In this study 17 of 18 patients who underwent RR showed good outcomes and RR showed better outcomes overall than BMR. “It can be assumed that the mechanical strengthening effect of lateral rectus resection may be more effective in enhancing the weakened divergence amplitude in AACE patients,” the research shows.

The study explains that AACE manifests in adult patients for different reasons than in children and adolescents, and that more investigation needs to be done in that area. For example, the researchers say that extended periods of time using smartphones in those with weak convergence amplitudes or esophoria can lead to acute esotropia, but only 13 of the 24 patients in the study had claimed to participate in this activity. Patients’ smartphone use was not controlled for in this study.

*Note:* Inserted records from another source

PR #3023, opened 2024-02-24
Feature | Adds `std::string_view` overloads for logger accessor

BenLeadbetter:
# Adds `std::string_view` overloads for logger accessor

## Motivation 

For clients who store logger ids as string literals, or other non-`std::string` data types, it would be very useful to add a `std::string_view` overload for the `spdlog::get` function. This would save such clients needing to make a temporary, dynamically allocated copy of their logger name data in order to access a specific logger.

### Only enabled in C++17

`std::string_view` is a C++17 feature, so the additional overloads are only included if the project is compiled against C++17 or greater.

### Additional `const char*` overload

With the addition of the `spdlog::get(std::string_view)` overload, calls to this function with a `const char*` become ambiguous.

```cpp
const char *const name = "my_logger";
spdlog::get(name); // error: call to spdlog::get is ambiguous.
```

To disambiguate we also add a `spdlog::get(const char*)` overload which forwards calls on to the `spdlog::get(std::string_view)` overload.

### DIFF
--- a/include/spdlog/details/registry-inl.h
+++ b/include/spdlog/details/registry-inl.h
@@ -84,6 +84,22 @@ SPDLOG_INLINE std::shared_ptr<logger> registry::get(const std::string &logger_na
     return found == loggers_.end() ? nullptr : found->second;
 }
 
+#if __cplusplus >= 201703L  // C++17
+SPDLOG_INLINE std::shared_ptr<logger> registry::get(std::string_view logger_name) {
+    std::lock_guard<std::mutex> lock(logger_map_mutex_);
+    for (const auto &[key, val] : loggers_) {
+        if (key == logger_name) {
+            return val;
+        }
+    }
+    return nullptr;
+}
+
+SPDLOG_INLINE std::shared_ptr<logger> registry::get(const char *logger_name) {
+    return get(std::string_view(logger_name));
+}
+#endif
+
 SPDLOG_INLINE std::shared_ptr<logger> registry::default_logger() {
     std::lock_guard<std::mutex> lock(logger_map_mutex_);
     return default_logger_;
--- a/include/spdlog/details/registry.h
+++ b/include/spdlog/details/registry.h
@@ -18,6 +18,10 @@
 #include <string>
 #include <unordered_map>
 
+#if __cplusplus >= 201703L  // C++17
+    #include <string_view>
+#endif
+
 namespace spdlog {
 class logger;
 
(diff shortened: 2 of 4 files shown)


include/spdlog/details/registry-inl.h
```diff
@@ -84,6 +85,22 @@ SPDLOG_INLINE std::shared_ptr<logger> registry::get(const std::string &logger_na
...
+SPDLOG_INLINE std::shared_ptr<logger> registry::get(std::string_view logger_name) {
+    std::lock_guard<std::mutex> lock(logger_map_mutex_);
+    using key_value_pair = std::pair<std::string, std::shared_ptr<spdlog::logger>>;
+    const auto match = [logger_name](const key_value_pair &item) {
+        return item.first == logger_name;
+    };
+    const auto found = std::find_if(loggers_.cbegin(), loggers_.cend(), match);
+    return found == loggers_.end() ? nullptr : found->second;
+}
+
```
gabime, line 97: since this is cpp17, a much shorter version would be

```

std::lock_guard<std::mutex> lock(logger_map_mutex_);
for (auto const& [key, val] : loggers_) {
  if(logger_name == key) return val;
}
return nullptr;
```

And then also no need to `#include <algorithm>`

gabime (changes requested):

include/spdlog/details/registry-inl.h
```diff
@@ -21,6 +21,7 @@
     #endif
 #endif  // SPDLOG_DISABLE_DEFAULT_LOGGER
 
+#include <algorithm>
```
gabime: Please remove this include

gabime (changes requested):

BenLeadbetter:
@gabime Any idea what's happening with this `gcc 7` check? Looks like a `git` error?

gabime:
Merged. Thanks. The gcc 7 is a git workflow issue indeed

gabime:
@BenLeadbetter I had to revert this since it caused backward compatabilty problems for c++17 that links to spdlog that compiled with c++11. See #3081

BenLeadbetter:
Ah, that's a shame.

Fortunately the project for which the feature was intended went in a different direction in terms of it's spdlog integration.

In case you're interested, we had issues with the mutex locking in the registry on calls to `splog::get`, so we ended up writing a custom non-blocking registry for our loggers.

The researchers cite several limitations. First, the lack of a control group makes it difficult to determine whether the results are limited to AACE only. Additionally, the postoperative stereoscopic value may not have been accurate due to the fact that all patients had diplopia before surgery.

Finally, the study explains that as well as the small sample size, accuracy in the study outcomes may have been affected by the difference in number of patients for each postoperative group (18 vs 6).


Kim D, Noh H. Surgical outcomes of acute acquired comitant esotropia of adulthood. BMC Ophthalmol. Published online January 18, 2021. doi:10.1186/s12886-020-01793-3.